Alors que le gouvernement, du mieux qu’il peut, agit à respecter ses engagements dans l’accord, l’opposition s’engage dans une logique de sabotage et de boycott. Elle se radicalise et se met à torpiller des actions du gouvernement rentrant dans le cadre de la mise en œuvre de l’accord pour la paix. Deux faits récemment signés par le contre-pouvoir témoignent de ses agissements peu républicains et démocratiques qui jurent avec ses devoirs pour la stabilité dans le pays.
Primo, le 30 mars, à l’Assemblée nationale, lors du vote du projet de loi sur les autorités intérimaires, l’opposition a claqué la porte de l’hémicycle en refusant de prendre part au vote. Et pourtant, il s’agissait là d’un engagement pris par notre pays, à travers l’accord de paix accepté par tous. Elle arguait que ces autorités intérimaires consacrent la partition du pays en des entités différentes. Secundo, pas plus tard que le mardi dernier, les partis politiques de l’opposition ont également décidé de ne plus participer au cadre de concertation entre le ministère de l’Administration et la classe politique. Là aussi, l’opposition dans ses mesquineries politiques dit avoir compris que l’État ne veut pas prendre en compte les vrais problèmes politiques et institutionnels du pays, entre autres. Ainsi, l’opposition laisse entendre sa volonté de boycotter le reste du processus électoral qui doit être parachevé par les élections communales, régionales et du district.

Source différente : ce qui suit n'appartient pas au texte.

PR #4342, opened 2024-04-02
:bug: Fix comments not being visible on View mode

belen-albeza:
Fixes https://tree.taiga.io/project/penpot/issue/7338

- :bug: Fix comments padding
- :bug: Fix comments not being visible on view mode

Note that this doesn't change the comments positioning in the view mode, we did this in https://tree.taiga.io/project/penpot/issue/6799 but only for the workspace. I'll create [another ticket](https://tree.taiga.io/project/penpot/issue/7346) to handle this, since it's not trivial and fixing comments not appearing is kind of urgent.

Screenshot 2024-04-02 at 2 58 12 PM

### DIFF
--- a/frontend/src/app/main/ui/comments.cljs
+++ b/frontend/src/app/main/ui/comments.cljs
@@ -418,8 +418,7 @@
              :id (str "thread-" thread-id)
              :style {:left (str pos-x "px")
                      :top (str pos-y "px")
-                     :max-height max-height
-                     :overflow-y "scroll"}
+                     :max-height max-height}
              :on-click dom/stop-propagation}
 
        [:div {:class (stl/css :comments)}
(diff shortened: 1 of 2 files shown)


frontend/src/app/main/ui/comments.cljs
```diff
@@ -381,7 +382,7 @@
                        (some? position-modifier)
                        (gpt/transform position-modifier))
 
-        max-height   (int (* (:height viewport) 0.75))
+        max-height   (when (some? viewport) (int (* (:height viewport) 0.75)))
```
niwinz, line 385: having the `or` on the line 359 for viewport, I guess this `some?` condition looks redundant

belen-albeza: Hi! Not exactly, without this change then `max-height` is set to `0` and not `nil`, and then it gets added to the element styles as `max-height: 0px` and the fix does not work (i.e. we need this property to disappear from the stylesheet altogether).

belen-albeza: Ah now I see what you mean. The problem is that GitHub is omitting some of the lines and it seems that the diff shows the same function, but they are two different functions, so the `viewport` var is different in each one.

PR #4439, opened 2024-04-15
Avoid non existent function warning

jordisala1991:
This is my first PR to penpot 🎉 . I am not sure to be targetting the correct branch. I guess you are using staging branch for bug fixing but I might be wrong. If I need to change base branch, please let me know 🙏 

When building penpot libraries (inside frontend directory)

```
clojure -M:dev:shadow-cljs release lib-penpot
```

You get the following warning:

```
------ WARNING #1 - :undeclared-var --------------------------------------------
 File: /home/penpot/penpot/frontend/src/app/libs/file_builder.cljs:256:11
--------------------------------------------------------------------------------
 253 |
 254 |   (export [_]
 255 |     (->> (export-file file)
 256 |          (rx/subs
-----------------^--------------------------------------------------------------
 Use of undeclared Var beicon.v2.core/subs
--------------------------------------------------------------------------------
 257 |           (fn [value]
 258 |             (when  (not (contains? value :type))
 259 |               (let [[file export-blob] value]
 260 |                 (dom/trigger-download (:name file) export-blob))))))))
--------------------------------------------------------------------------------
```

I guess this is because on Penpot 2.0, the https://github.com/funcool/beicon/tree/master was updated.

https://github.com/funcool/beicon/blob/master/CHANGES.md

This is the change that is mentioned in the docs, I think this is the only place where the function wasn't change when the library was updated.

After applying the change it no longer gives a warning:

```
[:lib-penpot] Compiling ...
[:lib-penpot] Build completed. (894 files, 1 compiled, 0 warnings, 40.23s)
```

> Screenshots/GIFs

### DIFF
--- a/frontend/src/app/libs/file_builder.cljs
+++ b/frontend/src/app/libs/file_builder.cljs
@@ -253,7 +253,7 @@
 
   (export [_]
     (->> (export-file file)
-         (rx/subs
+         (rx/subs!
           (fn [value]
             (when  (not (contains? value :type))
               (let [[file export-blob] value]


niwinz:
Thanks

PR #4486, opened 2024-04-22
:paperclip: Add provider to validate uri

AzazelN28:
Add provider to validate uri

[Task #7542](https://tree.taiga.io/project/penpot/task/7542)


backend/src/app/auth/oidc.clj
```diff
@@ -558,6 +559,7 @@
                                 :props props
                                 :exp (dt/in-future "4h")})
         uri   (build-auth-uri cfg state)]
+    (prn "auth-handler" uri state params)
```
superalex: Should we remove this prn?

PR #4535, opened 2024-04-29
Move frontend tests to common

hirunatan:


common/test/common_tests/logic/components_touched_test.cljc
```diff
@@ -0,0 +1,151 @@
...
+                 (thf/add-sample-shape :free-shape))
+
+        page (thf/current-page file)
+
+        ;; Action
+        ;; IMPORTANT: as modifying copies structure is now forbidden, this action
+        ;; will not have any effect, and so the parent shape won't also be touched.
+        changes (cflh/generate-relocate-shapes (pcb/empty-changes)
+                                               (:objects page)
+                                               #{(thi/id :copy-root)}   ; parents
```
pabloalba: This should be the parent of the shape that you are moving: `#{(:parent-id (thf/get-shape :free-shape))}` Or in this case `uuid/zero`

common/test/common_tests/logic/components_touched_test.cljc
```diff
@@ -0,0 +1,151 @@
...
+        page (thf/current-page file)
+        copy-root (thf/get-shape file :copy-root)
+        copy-child1 (thf/get-shape-by-id file (first (:shapes copy-root)))
+
+        ;; Action
+        ;; IMPORTANT: as modifying copies structure is now forbidden, this action
+        ;; will not have any effect, and so the parent shape won't also be touched.
+        changes (cflh/generate-relocate-shapes (pcb/empty-changes)
+                                               (:objects page)
+                                               #{(thi/id :copy-root)}   ; parents
```
pabloalba: This should be the parent of the shape that you are moving: `#{(:parent-id copy-child1)}`

PR #4537, opened 2024-04-29
:recycle: Components refactor: generator for relocate shapes (and tests)

pabloalba:
:recycle: Components refactor: generator for relocate shapes (and tests)

### DIFF
--- a/common/test/common_tests/helpers/debug.cljc
+++ b/common/test/common_tests/helpers/debug.cljc
@@ -1,0 +1,33 @@
+(ns common-tests.helpers.debug
+  (:require
+   [app.common.uuid :as uuid]
+   [common-tests.helpers.ids-map :as thi]))
+
+(defn dump-shape
+  "Dumps a shape, with each attribute in a line"
+  [shape]
+  (println "{")
+  (doseq [[k v] (sort shape)]
+    (when (some? v)
+      (println (str "    " k " : " v))))
+  (println "}"))
+
+(defn- stringify-keys [m keys]
+  (apply str (interpose ", " (map #(str % ": " (get m %)) keys))))
+
+(defn dump-page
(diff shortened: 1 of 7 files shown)


common/test/common_tests/helpers/files.cljc
```diff
@@ -131,6 +135,8 @@
         shape     (sample-shape label (dissoc params :parent-label))
         parent-id (when parent-label
                     (thi/id parent-label))
+        _         (when parent-label
+                    (t/is (some? parent-id)))
```
hirunatan: I wouldn't add checks here. We can assume that the test setup is well done. We are not testing the test itself.

common/test/common_tests/helpers/debug.cljc
```diff
@@ -0,0 +1,32 @@
...
+  (:require
+   [app.common.uuid :as uuid]
+   [common-tests.helpers.ids-map :as thi]))
+
+(defn dump-shape
+  "Dumps a shape, with each attribute in a line"
+  [shape]
+  (println "{")
+  (doseq [[k v] (sort shape)]
+    (println (str "    " k " : " v)))
```
hirunatan: I think that it would be good that if the value is nil, the key is not shown

common/test/common_tests/logic/comp_remove_swap_slots_test.cljc
```diff
@@ -0,0 +1,194 @@
...
+
+
+(t/deftest test-keep-swap-slot-relocating-yellow-to-b2
+  (let [;; ============================== Setup ===============================
+        file                   (setup-file)
+        page                   (thf/current-page file)
+        blue1                  (thf/get-shape file :blue1)
+        yellow                 (thf/get-shape file :frame-yellow)
+
+        ;; Move blue1 into yellow
```
hirunatan, line 161: I think Action should start here

PR #4555, opened 2024-05-06
 ✨ Add login page as Page Object Model

EvaMarco:

> Screenshots/GIFs


frontend/playwright/ui/pages/login-page.js
```diff
@@ -0,0 +1,27 @@
...
+    this.loginButton = page.getByRole("button", { name: "Login" });
+    this.password = page.getByLabel("Password");
+    this.userName = page.getByLabel("Email");
+    this.message = page.getByText("Email or password is incorrect");
+    this.badLoginMsg = page.getByText("Enter a valid email please");
+    this.initialHeading = page.getByRole("heading", { name: "Log into my account" });
+  }
+
+  async url() {
+    this.page.url()
```
AzazelN28: Is this missing a `return` statement?

BTW, in that case if you want to return the result of `this.page.url()`, the `async` keyword is unnecessary.

EvaMarco: ohh I forgot to delete that, it was an error.

EvaMarco: Thanks, I was not using that function, now it's fixed :)

PR #4559, opened 2024-05-07
:recycle: Components refactor: move generators for duplicate and add tests for remove swap slot on duplicate

pabloalba:


common/src/app/common/logic/libraries.cljc
```diff
@@ -1923,3 +1925,295 @@
     (cond-> changes
       (some? swap-slot)
       (generate-sync-head file-full libraries container id components-v2 true))))
+
+(defn generate-prepare-duplicate-flows
```
hirunatan: Perhaps "generate prepare" is quite redundant. I think "prepare" was the old naming convention for those helpers, and then we moved to "generate".

You could name this simply "generate-duplicate-flows", and same for the other ones.

pabloalba: Fixed

PR #4576, opened 2024-05-10
:sparkles: Add duplicated pages component tests

superalex:
- https://tree.taiga.io/project/penpot/task/7680
- https://tree.taiga.io/project/penpot/task/7681


common/src/app/common/test_helpers/compositions.cljc
```diff
@@ -166,4 +171,143 @@
                             :component2-params component2-params
                             :main2-root-params main2-root-params
                             :nested-head-params nested-head-params)
-      (thc/instantiate-component component2-label copy2-root-label copy2-root-params)))
\ No newline at end of file
+      (thc/instantiate-component component2-label copy2-root-label copy2-root-params)))
```
hirunatan, line 176: I think we should add section comments in the file, to classify
- file builder functions
- getter functions
- file modifier functions
(perhaps even in the future we can split the file, if it grows larger, but not for now)

common/src/app/common/test_helpers/compositions.cljc
```diff
@@ -166,4 +171,143 @@
...
+
+(defn- bottom-shape-by-id [file id & {:keys [page-label]}]
+  ;; Get the deepest descendant of a shape by id
```
hirunatan: Those comments are better put as docstrings, i think. They are different than the comments of the previous functions, that describe the file fragment they are building.

common/src/app/common/test_helpers/compositions.cljc
```diff
@@ -166,4 +171,143 @@
...
+                                     0
+                                     nil
+                                     {})
+
+        file' (thf/apply-changes file changes)]
+    (if propagate-fn
+      (propagate-fn file')
+      file')))
+
+(defn swap-component-in-shape [file shape-tag component-tag & {:keys [page-label propagate-fn]}]
```
hirunatan, line 247: I don't like very much having a function that does two different things (this is against Single Responsibility Principle). I'd prefer a function that simply gets the shape, and that can be chained with the other function that does the swap. 

But i haven't found any easy way of creating this chain in the test, that is readable enough.

common/src/app/common/test_helpers/compositions.cljc
superalex: Thanks!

À l’analyse de ces faits, l’opposition qui se dit républicaine et démocratique rend la tâche difficile au régime, en violant de façon systématique son statut, notamment dans son article 11 qui dispose : « Sans préjudice des dispositions de la loi portant charte des partis politiques, les partis politiques de l’Opposition agissent en tous lieux et en toutes circonstances dans le respect de la Constitution, des lois et règlements de la république ». À cet effet, dans l’alinéa suivant, les partis politiques de l’Opposition ‘’sont tenus de respecter des autorités légalement établies ; d’œuvrer à l’instauration d’une culture démocratique par l’information, la formation et l’éducation des citoyens ; de veiller au respect des principes de souveraineté nationale, de l’intégrité du territoire, de la forme républicaine de l’État, de l’unité nationale et de la laïcité de l’État ; de défendre l’intérêt supérieur de la nation’’.
Outre cette disposition, l’accord pour la paix et la réconciliation nationale fait obligation à la classe politique, dont l’opposition, à agir dans le sens de l’apaisement et du respect de l’esprit et la lettre dudit accord. Contrairement à tout cela, au lieu de tenir compte du contexte politique et sécuritaire du pays, d’aider le régime en place en vue d’une sortie heureuse de la crise, l’opposition, chaque jour qui passe, piétine les actions initiées par le gouvernement, dans le sens de la mise en œuvre de l’accord.